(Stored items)
=== Begin Enclosure ===

PR #185, opened 2021-10-05
Add standalone launcher for Scala CLI - MacOs/Linux

lwronski:


scala-cli.sh
```diff
@@ -0,0 +1,32 @@
...
+  mkdir -p "$(dirname "$CACHE_DEST")"
+  TMP_DEST="$CACHE_DEST.tmp-setup"
+  echo "Downloading $SCALA_CLI_URL"
+  curl -fLo "$TMP_DEST" "$SCALA_CLI_URL"
+  mv "$TMP_DEST" "$CACHE_DEST"
+  gunzip -k $CACHE_DEST
+  chmod +x $SCALA_CLI_BIN_PATH
+fi
+
+exec $SCALA_CLI_BIN_PATH "$@"
```
alexarchambault: Misses quotes around variables?

romanowski (changes requested):
We need a documentation entry, tests and later a cookbook (please create a issue for one)

scala-cli.sh
```diff
@@ -0,0 +1,32 @@
+#!/usr/bin/env bash
+set -eu
+
+# This script automatically download scala-cli from latest release and cache via coursier
+
+# https://gist.github.com/lukechilds/a83e1d7127b78fef38c2914c4ececc3c
+LATATEST_TAG=$(
```
alexarchambault: Typo?
```suggestion
LATEST_TAG=$(
```

scala-cli.sh
```diff
@@ -0,0 +1,32 @@
...
+    curl --silent "https://api.github.com/repos/VirtusLab/scala-cli/releases/latest" | grep '"tag_name":' | sed 's/.*"\(v.*\)",/\1/'
```
alexarchambault: It seems that means every run of this script will run a `curl` command upfront… I don't think we should do that. (If `cs` was installed, we could use `cs get --changing` instead of curl, and benefit from caching. But let's not assume `cs` is installed either.)

We should rather hardcode the latest Scala CLI version here, and automatically update it from the CI upon new releases.

scala-cli.sh
```diff
@@ -0,0 +1,32 @@
...
+)
+
+if [ "$(expr substr $(uname -s) 1 5 2>/dev/null)" == "Linux" ]; then
+  SCALA_CLI_URL="https://github.com/VirtusLab/scala-cli/releases/download/$LATATEST_TAG/scala-cli-x86_64-pc-linux.gz"
+  CACHE_BASE="$HOME/.cache/coursier/v1"
+else
```
alexarchambault: Let's check for `Darwin` too. If it's neither Linux nor Darwin, either exit with an error message, or default to Linux with a warning.

scala-cli.sh
```diff
@@ -0,0 +1,32 @@
+#!/usr/bin/env bash
+set -eu
+
+# This script automatically download scala-cli from latest release and cache via coursier
```
alexarchambault: Let's add a quick description of what this script is, ideally between the shebang and `set -eu`, like
```bash
#!/usr/bin/env bash

# This is the launcher script of Scala CLI (https://github.com/VirtusLab/scala-cli).
# This script downloads and runs the Scala CLI version set by VERSION below.
#
# Download the latest version of this script at https://github.com/VirtusLab/scala-cli/raw/master/scala-cli.sh


SCALA_CLI_VERSION="0.0.4"

set -eu

```

scala-cli.sh
```diff
@@ -0,0 +1,32 @@
...
+
+LATEST_TAG="0.0.4"
```
alexarchambault: Better use `SCALA_CLI_VERSION`, which is more explicit if users want to manually change it.

build.sc
```diff
@@ -671,6 +670,32 @@ private def commitChanges(name: String, branch: String, repoDir: os.Path): Unit
...
+
+    val branch = "master"
+    val repo   = s"https://oauth2:${ghToken()}@github.com/VirtusLab/scala-cli.git"
+
+    // Cloning
+    gitClone(repo, branch, targetDir)
+    setupGithubRepo(scalaCliDir)
+
+    val launcherScript = os.read(standAloneLauncherPath)
+    val latestTagRegex = "LATEST_TAG=\".*\"".r
```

=== End Enclosure ===

▶ [Assigned task]: Would you filter the records and copy each line that contains the word "branch"?

▶ [Written reply]:
@@ -671,6 +670,32 @@ private def commitChanges(name: String, branch: String, repoDir: os.Path): Unit
+    val branch = "master"
+    gitClone(repo, branch, targetDir)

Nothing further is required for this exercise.